Updated docstring to match the actual audit data and point at the
JSON source. Now the paper §6 ¶3 prose and the protocol.py docstring
agree exactly on the (c) calibration ranges.

Co-Authored-By: Claude Opus 4.6 (1M context)

PAPER_OUTLINE: add 6th validation (perturbation correlation triangulation)

2026-04-08T07:12:08+00:00

EVIDENCE_SUMMARY: add 6th validation (perturbation correlation triangulation)

2026-04-08T07:09:15+00:00

EVIDENCE_SUMMARY: §4 fully rewritten under locked two-distinct-modes framing

2026-04-08T07:04:28+00:00

§4 now reflects all 5 independent validations of the converged framing:
  1. Direct deep cos on penalized DFA (3 seeds): +0.155 ± 0.025
  2. Null calibration with fresh Bs: +0.002 ± 0.022 (real signal)
  3. Hypothesis B disambiguation (vanilla early ep): -0.008 ± 0.013
  4. BP+penalty 2×2 control: 17 pp residual = credit quality
  5. Multi-seed lock-in: 24 measurements all near zero

Round 20 language tightening applied:
  - 'lower bound on non-capacity gap' instead of 'clean isolation'
  - Explicit caveats about end-to-end vs local-loss difference
  - Counter to 'different optimization regime' objection

The §4 framing is locked. Five independent validations done. Stop
iterating, start writing.

PAPER_OUTLINE: round 20 language tightening + 5 validation summary

2026-04-08T07:02:37+00:00

§4 updates per round 20:
  - Soften 'confirmed' to 'strongly supports'
  - Add §4.4 BP+penalty capacity-cost control with the round 20 phrasing:
    'lower bound on residual gap under matched architecture/data/optimizer/
    penalty, after accounting for the penalty's direct capacity cost in BP'
  - Add multi-seed lock-in to §4.3 (24 measurements all near zero)
  - List 5 independent validations supporting the converged framing

The §4 narrative is now complete and the framing is locked.
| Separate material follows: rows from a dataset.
Issue #3249, opened 2026-08-08
Epic: RMM migration onboarding — make moving off Datto/Ninja/Automate/Kaseya/N-central onto Breeze a supported path


ToddHebebrand:
## Why

Migrating off an incumbent RMM is the single largest barrier to an MSP adopting Breeze. Nobody evaluates an RMM in isolation — they evaluate it against the cost of moving 1,500 endpoints and 60 customers onto it without losing visibility on any of them.

The vendor-neutral playbook and the per-vendor guides now ship at `apps/docs/src/content/docs/migration/` (Datto RMM, NinjaOne, ConnectWise Automate, Kaseya VSA, N-able N-central, Atera, Syncro, plus Pulseway/Action1/Automox/Level/Tactical/ScreenConnect). Writing them surfaced exactly where the product makes a migration harder than it needs to be.

## What we already do well

Worth stating, because it shapes the priorities below:

- **Agent mass enrollment is strong.** Enrollment keys support `maxUsage` up to 100,000 and TTL up to 365 days, signed MSI with properties, ZIP bundles, token-authenticated installer links, short links, and pre-staging for golden images. Nothing needs to change here for a migration wave.
- **Competing-RMM detection already ships.** `agent/internal/mgmtdetect/` fingerprints 11 competing RMMs on every enrolled endpoint. This is a genuine differentiator for the highest-stakes step of a migration, and it is currently invisible outside a single device tab.
- **The read API is broad**, and the org/site/enrollment-key write endpoints exist and behave correctly — they are just single-record and hard to reach unattended.

## The gaps

| # | Gap | Phase it blocks |
|---|---|---|
| #3242 | No bulk import for organizations or sites | Phase 2 — rebuild the tenancy tree |
| #3243 | No machine-to-machine credential can provision tenancy (JWT + MFA only) | Phase 2 — blocks scripting the workaround |
| #3244 | Management Posture has no fleet-wide migration/decommission report | Phases 4 and 6 — verify and cut over |
| #3245 | No script library import/export | Phase 5 — rebuild content |
| #3246 | PSA `getCompanies()` implemented everywhere, called nowhere | Phase 2 — the zero-effort path for ConnectWise/Autotask shops |
| #3247 | API reference wrongly documents `X-API-Key` as general auth | Blocks anyone scripting anything |
| #3248 | No GPO / Intune / JAMF deployment guide | Steady state after migration |

## Suggested order

[...]

PR #3251, opened 2026-08-08
docs(reference): correct the X-API-Key auth claim — it is not general-purpose (#3247)

### LINKED ISSUE #3247: [Docs] API reference wrongly documents X-API-Key as general-purpose auth — the /devices example returns 401
## The docs are wrong

`apps/docs/src/content/docs/reference/api.mdx:17-31` says:

> All API requests (except enrollment, health, SSO, and portal) require a JWT bearer token
> ...
> API keys can also be used via the `X-API-Key` header:
> ```bash
> curl -H "X-API-Key: brz_..." https://breeze.yourdomain.com/api/v1/devices
> ```

The example does not work. `GET /api/v1/devices` returns **401**.

## Why

`apiKeyAuthMiddleware` (`apps/api/src/middleware/apiKeyAuth.ts:86`) is mounted on exactly three surfaces:

- `apps/api/src/routes/mcpServer.ts:219`
- `apps/api/src/routes/devPush.ts:79`
- `apps/api/src/routes/devices/customFieldValues.ts:87`

Every other route uses `authMiddleware` (`apps/api/src/middleware/auth.ts:425`), which reads only `Authorization` and throws `401 Missing or invalid authorization header` when it is absent or not `Bearer `-prefixed. `X-API-Key` is never consulted. `apps/api/src/routes/devices/core.ts:268` applies `authMiddleware` to the whole devices surface, so the documented example is specifically one of the calls that fails.

## Impact

This is the first page anyone reads when scripting against Breeze, and it sends them down a path that cannot work. Someone integrating — or migrating a fleet, where scripting the API is mandatory because there is no bulk import — will mint an API key, get 401s on every call, and have no way to tell from the docs that the key was never going to work.

## Fix

1. Correct `reference/api.mdx` to state that `X-API-Key` is accepted only on the MCP server, dev-push, and device custom-field-value endpoints, and that everything else requires a user JWT. Remove the `/devices` example or replace it with one that works.
2. Check `apps/docs/src/content/docs/reference/api-keys.mdx` for the same claim and correct it.
3. Note the `requireMfa()` gate on the tenancy write routes (`POST /orgs/organizations`, `POST /orgs/sites`, `POST /orgs/partners`), since that is the other thing that silently breaks a scripted integration.

`apps/docs/src/content/docs/migration/toolkit.mdx` documents the accurate behaviour under "Authentication for Migration Scripts" and can be used as the source of truth.

bdunncompany:
Fixes #3247 — the top item in your #3249 ordering, and the one that costs hours rather than days.

## What was wrong

`reference/api.mdx` said an API key authenticates the REST API and used `GET /api/v1/devices` as the example. That call returns `401 Missing or invalid authorization header`.

Confirmed against `origin/main` rather than taken from the issue: `authMiddleware` (`middleware/auth.ts:448`) reads the `Authorization` header and nothing else, throwing at `:451` when it is absent or not `Bearer`-prefixed. `devices/core.ts:276` puts the entire devices surface behind it, so the documented example is specifically one of the calls that cannot work.

## Where keys actually work

Three surfaces, all dual-auth — key when `X-API-Key` is present, user JWT when it is absent:

| Endpoint | Scope | Mount |
|---|---|---|
| `/api/v1/mcp/*` | `ai:*` | `index.ts:1114`, `mcpServer.ts:221` |
| `POST /api/v1/dev/push` | `devices:execute` | `index.ts:1115`, `devPush.ts:79` |
| `GET /api/v1/devices/:id/custom-fields` | `devices:read` | `devices/customFieldValues.ts:87` |
| `PATCH /api/v1/devices/:id/custom-fields` | `devices:write` | same |

Both reference pages now carry that table, and the broken `/devices` example is replaced by one that works. I added the distinction that made this trap easy to fall into: **scopes gate what a key may do on those routes, not where it is accepted.** A `devices:read` key still cannot call `GET /api/v1/devices`, which is exactly the wrong inference a scope list invites.

Also covered your third point — the `requireMfa()` gate on `POST /orgs/partners` (`orgs.ts:394`), `POST /orgs/organizations` (`:1279`) and `POST /orgs/sites` (`:1855`), so nobody discovers mid-migration that an MFA-less service account cannot create tenancy.

## Two line-number corrections

Not substantive, but so the issue isn't a false trail later: `apiKeyAuthMiddleware` is mounted at `mcpServer.ts:221` (not 219) and the devices `authMiddleware` is at `devices/core.ts:276` (not 268). Everything else in the issue checked out exactly, including that the three mount sites are the only non-test ones — `servicePrincipals.ts:20` even carries a comment asserting it never imports it.

## On the cross-link I did not add

Your issue points at `migration/toolkit.mdx` as the source of truth for the accurate behaviour, and it is — but that page only exists in #3250, which is still open. Linking to it from here would ship a dead link until that merges, so I kept the MFA guidance self-contained. Worth adding the cross-link when #3250 lands; happy to do it in that PR or a follow-up, whichever you prefer.

## Verification

- `astro build` — exit 0, 150 pages, both pages render
- the new `#where-api-keys-work` heading generates its anchor and the in-page link resolves to it (checked in the built HTML, not assumed)
- `/features/mcp-server/` link target exists in `dist`
- `pnpm test:docs-automation` — 5/5 pass

Diff is two `.mdx` files; no lockfile or manifest churn.

### DIFF
--- a/apps/docs/src/content/docs/reference/api-keys.mdx
+++ b/apps/docs/src/content/docs/reference/api-keys.mdx
@@ -87,11 +87,13 @@ Scopes can be updated after creation via the `PATCH` endpoint without rotating t
 
 ### Authentication Flow
 
-To authenticate with an API key, include it in the `X-API-Key` header:
+To authenticate with an API key, include it in the `X-API-Key` header — on one of
+the routes that accept it (see [Where API keys work](#where-api-keys-work) below;
+the general REST API is not one of them):
 
 ```bash
 curl -H "X-API-Key: brz_aBcDeFgHiJkLmNoPqRsTuVwXyZ012" \
-  https://breeze.yourdomain.com/api/v1/devices
+  https://breeze.yourdomain.com/api/v1/devices/$DEVICE_ID/custom-fields
 ```
 
 The middleware performs these steps in order:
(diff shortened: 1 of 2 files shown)


bdunncompany:
Superseded by #3286 — closing this rather than leaving a duplicate.

Yours is the better version and should land instead: it covers the same two files, adds `openapi.ts`, and documents the `brz_sp_` partner service-principal class, which did not exist when I wrote this (it arrived with #3274 earlier today). Your MFA framing is also stronger than mine — I stated the gate; you explain *why* it makes user JWTs a poor fit for automation and point at the credential class that isn't gated.

One nuance from mine that I did not find in #3286, offered only in case you want it — no need to act on it:

> Scopes gate what a key may **do** on those routes, not **where** it is accepted. A `devices:read` key still cannot call `GET /api/v1/devices`.

That was the specific wrong inference I expected a reader to draw: a key page listing `devices:read` as a scope reads as though it grants the devices API. A sentence ruling it out closes the loop, but the surface table in #3286 already conveys it structurally, so this is a nicety rather than a gap.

PAPER_OUTLINE: §4 rewrite under 'two distinct failure modes' framing

2026-04-08T06:33:00+00:00

After the round 19 disambiguation experiment confirmed hypothesis B
(penalty CREATES deep alignment, not just reveals it), the paper §4
needs to use the new framing:

  Mode 1: measurement degeneracy via terminal LN gradient cancellation
  Mode 2: low intrinsic credit-direction quality of random feedback

Both modes are direct-measured (mode 1 by diagnostic (b), mode 2 by
per-layer cos in the meaningful regime). The penalty partially
alleviates BOTH modes. Neither is fully fixed.

§4 rewrite includes:
  - The two modes (4.1)
  - Penalty causal validation with 3-seed cos (4.2)
  - Disambiguation: vanilla early-epoch cos table proving hypothesis B (4.3)
  - Why the residual gap is partial alignment (4.4)
  - Why this framing is paper-cleaner than prior ones (4.5)

Walk-back chain extended to 7 entries, with 6 and 7 happening same-day
and converging on the final two-distinct-modes framing.